A snapshot of tablet use in British schools

The adoption of tablet technology in schools has not always come with positive news. As we move from the ‘innovators’ into the ‘early adopter’ phase of the technology adoption life-cycle, we are starting to see a realisation that successful implementation requires an understanding of the technology’s full potential, rather than simply a consideration of the hardware itself.

Our annual ICT in UK state schools research into 1,238 schools (731 primary and 507 secondary) issued in September 2013 revealed that 24 per cent of schools plan to invest more than expected in ICT this year (2014/15). The investment in desktop and laptop computers remains fairly static. It is a shift in investment towards tablet technology which is increasing. 25 per cent of schools indicated that investment in pupil PCs and specifically tablets will be one of the main areas of spend, which is good news so far.
However, at this early phase in the technology adoption life cycle, schools must carefully consider all aspects of the use of mobile solutions in the classroom before investment.

Gaining an insight into how tablets are being used to enhance teaching and learning means that planning for implementations and professional development can make the most of the learning opportunities that these devices have the potential to enable.

Making it work
Our research suggests that schools recognise the importance of developing a full understanding of the factors affecting successful implementation; approximately 40 per cent of the teachers surveyed stressed that they will require training into the use of tablet technology.
One BESA member, LearnPad Group, who supplies educationally aligned tablets into schools, has always stressed that the successful outcome of any tablet implementation is not based on the hardware. Nik Tuson, managing director at LearnPad, explains: “Ultimately a tablet is a tablet. A positive outcome from an investment in tablet technology is based on the content. This is not just the learning content from high quality education suppliers, but also the management system which gives teachers the power to supervise the activities the children are carrying out. Being able to display any child’s display on the classroom whiteboard, block another child’s activity and restrict access only to approved websites are all features of a tablet management system that help define effective classroom use.”
As the trend for hardware in schools moves towards mobile devices, the demand for continuous site Wi-Fi access increases accordingly. In the past, schools may have considered themselves well‑resourced with Wi-Fi if they had access in administrative areas, staff rooms and library/resource centres. Such access may now be considered limiting as teachers and pupils need Wi-Fi access in classrooms.

Effective classroom use
Our most recent research published at Bett 2014 in January was carried out in association with ICT association Naace. This research also found an increasing trend towards the use of mobile devices in schools as teachers and pupils become more familiar with using tablets as part of their learning experiences.

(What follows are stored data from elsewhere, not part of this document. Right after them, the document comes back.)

PR #13323, opened 2020-02-06
HPCC-23062 Compilation fails when cache file cannot be updated

shamser:

## Type of change:

## Checklist:
  - [x] The commit is signed.
  - [ ] Scalability
  - [ ] Performance
  - [ ] Security
  - [ ] Thread-safety
  - [ ] Cloud-compatibility
  - [ ] Premature optimization

## Smoketest:

### DIFF
--- a/ecl/hql/hqlexpr.cpp
+++ b/ecl/hql/hqlexpr.cpp
@@ -1112,7 +1112,17 @@ bool HqlParseContext::createCache(const char * simplifiedEcl, bool isMacro)
         writeStringToStream(*stream, "</Cache>\n");
         stream->flush();
     }
-    cacheFile->move(filename);
+    try
+    {
+        cacheFile->rename(filename);
+    }
+    catch (IException * e)
+    {
+        // compilation shouldn't fail just because the cache couldn't be copied over
+        // (Copy over may fail when another process has created cache and using cache already)
+        DBGLOG(e);
+        e->Release();
+    }
     return true;
 }
 


ecl/hql/hqlexpr.cpp
```diff
@@ -1112,7 +1112,15 @@ bool HqlParseContext::createCache(const char * simplifiedEcl, bool isMacro)
         writeStringToStream(*stream, "</Cache>\n");
         stream->flush();
     }
-    cacheFile->move(filename);
+    try
+    {
+        cacheFile->rename(filename);
```
shamser: File move is suitable for renames across file systems and always retries on failures.  Rename designed to only works within same file system and does not attempt retries (so, it's quicker).  

Rename is more suitable here as the source & target file is in same directory and retries are unnecessary.

ecl/hql/hqlexpr.cpp
```diff
@@ -1112,7 +1112,15 @@ bool HqlParseContext::createCache(const char * simplifiedEcl, bool isMacro)
...
+    }
+    catch(...)
+    {
+        // compilation shouldn't fail just because the cache couldn't be copied over
```
richardkchapman: You'll leak an exception here...

shamser: Fixed.

shamser:
@richardkchapman Please can you review.

richardkchapman:
Change looks fine, but we are not generally targeting 7.2.x for any but the most serious of issues (which this does not feel like it is). Can you retarget to 7.4.x?

shamser:
The issue was reported for 7.4.28 .  I'll re-target to 7.4.x.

The report, Evolving Pedagogies for mobile technology in schools, focused on how tablet technology is used in schools from initial implementation onwards. The findings revealed that the application of the tablet technology does change through time. Schools start by using them for creator/consumer activities in the early adopter phase, to community activities at the later stage of implementation, with teachers increasing the use of the technology over time.
Catalysts for effective classroom use include time for familiarisation, experimentation and regular training, backing up our previous research where teachers stressed a need for training. The Naace research also highlighted the point made by BESA member LearnPad. The schools who took part in the Naace study indicated that being able to mirror the pupil device display on to a large screen or interactive whiteboard was an important part of the progression of use over time. Other factors included reliable internet connectivity and the availability of tools and apps designed for learning, rather than ‘focused solely on engagement or ‘edutainment.’
Evidence for the study was collected from teachers at the initial stages of tablet implementation and compared with teachers who had used the technology for a year. Different tablet types were used by the teachers, but a similar range of learning activities were apparent despite these differences.
The study focused on pedagogies for effective teaching and learning, rather than including other uses of technology that might be more administrative or organisational.
In terms of the technology’s use, referring to research by Melhuish and Falloon (2010) and Clarke and Svanaes (2012), the study concluded that the use of mobile technologies can increase collaboration and communication in the classroom including peer feedback and facilitated engagement with learning.

Taking the findings forward
While the scale of this project was very small, with teachers from five schools being surveyed, informal conversations with a range of educators seems to indicate that the conclusions of the study are valid. As the adoption of mobile technology in schools increases, it is important to understand the factors that facilitate learning to ensure their success. Whilst not conclusive, when compared to other studies, it appears that inclusive tools designed to manage classroom use, the availability of appropriate learning resources along with initial training and adequate time for familiarisation are vital.